A woman whose language I couldn't even identify
kindly offered to take this photo of Wade and me.
The
weather app on my phone said I was in Paradise, but the 110-113 degrees it
registered told me I was in quite the other place.
My
impression was that Las Vegas is the internet incarnated, with all its
distractions, diversions, flashing lights, waving banners, demands for
attention, bawdy enticements, noisy promotions. We could watch water fountain shows
from our balcony, eat at a Mexican restaurant along the Grand Canal (!) as
singing gondoliers guided their gondolas past, witness tourists jump off a 108-story
casino or slide in a tube through a shark-infested pool.
I
enjoyed nursing a glass of chardonnay in the lobby bar as literally hundreds of
passing souls satisfied my appetite for people-watching.
But
getting back to my topic of claiming our domestic baggage. Both my brother and
sister and I are of an age where we can smile at our separate baggage, our different
peccadillos, even sometimes laugh and tease one another about them. Birth
order, diverse vocational paths, unique personality traits, disappointments,
and achievements, even who we might have voted for in the last election. We may
still roll our eyes or take exceptions, but we know we are not going to change
the other, nor are we going to change the love we have for one another.
We
have been one another’s most penetrating critics and strongest defenders, we
have suffered and celebrated at each other’s hands, but we are family. The one
thing we can agree on is our love for our parents and their love for us, though
we recognize their own limitations and vulnerabilities even as they did ours.

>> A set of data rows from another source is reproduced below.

PR #256, opened 2019-08-26
Set flavors for older versions of elm-format

avh4:
Here's what the elm-format versions currently look like:

Screen Shot 2019-08-26 at 4 36 25 PM

This PR is meant to take for instance the `elm-format-0.18-bin` package and give it the flavor "elm0.18"  (it indicates which version of Elm-platform that particular build of elm-format supports).
(as of elm-format 0.8.1, there are no longer flavors; the same elm-format binary works for all versions of Elm)

### DIFF
--- a/800.renames-and-merges/e.yaml
+++ b/800.renames-and-merges/e.yaml
@@ -40,7 +40,8 @@
 - { setname: elixir,                   name: elixir-lang }
 - { setname: elkcode,                  name: elk-chemistry }
 - { setname: elm-format,               name: "haskell:elm-format" }
-- { setname: elm-format,               namepat: "elm-format[0-9.-]+(?:-exp)?" }
+- { setname: elm-format,               namepat: "elm-format(?:-exp)?(?:-bin)?" }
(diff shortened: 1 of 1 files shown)


AMDmi3:
What are you trying to achieve with this?

AMDmi3:
> I was assuming that would have some effect on how all the orange rows are shown?

Yes, this would effectively make them outdated, is this expected? I'm confused because AUR people usually desire the opposite, as it's common to have old versions preserved in AUR with no recent version available, and they don't want these to be reported as outdated. We have facilities for this as well (220 ruleset).

If it's actually desired, it'd be better to just add `addflavor: true` to the original rule - it takes care of unique flavors for you, and you don't need to handle `-bin` as it's already handled globally in 100 ruleset. 

>  I guess I was hoping to make the list of versions there be less cluttered

This will only affect statuses. There's related repology/repology#711, but I don't think it will affect this case either, as it's not supposed to conflate rows which differ in multiple columns, and Repology is not supposed to hide any packages. IMO there's no problem in that all of them are shown.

(The poet W.H. Auden once wrote of the value of viewing God as parent [“father”
in his words], because it suggests our bond with God is indissoluble.)
Awaiting our departure at the Vegas airport, Wade and I started chatting with the restaurant server. As it
turned out, she had purposely chosen her son’s name as my mother had,
Christopher. And his middle name is also
Roy, as mine is. I told her of another coincidence I had experienced with a
Delta rep on my birthday years ago (see my post about it). Her name was Chris,
and we shared the same birthdate.
I
have a feeling that if we chatted more with one another, strangers would find
more and more such coincidences, more things we have in common, as well as more
differences to appreciate. In a world and a time when there are those who would
divide us, it’s time we claimed our domestic baggage, sharing our personal
“stuff."
A
Native American woman once began a workshop I attended, saying of indigenous
peoples, “When we meet one another for the first time, we try to find out how
we are related.” This is a good model for us all, I think.
Jesus
might have said, “Who are my mother and brothers and sisters? Those who know
their mother and father God’s love for all God’s children.”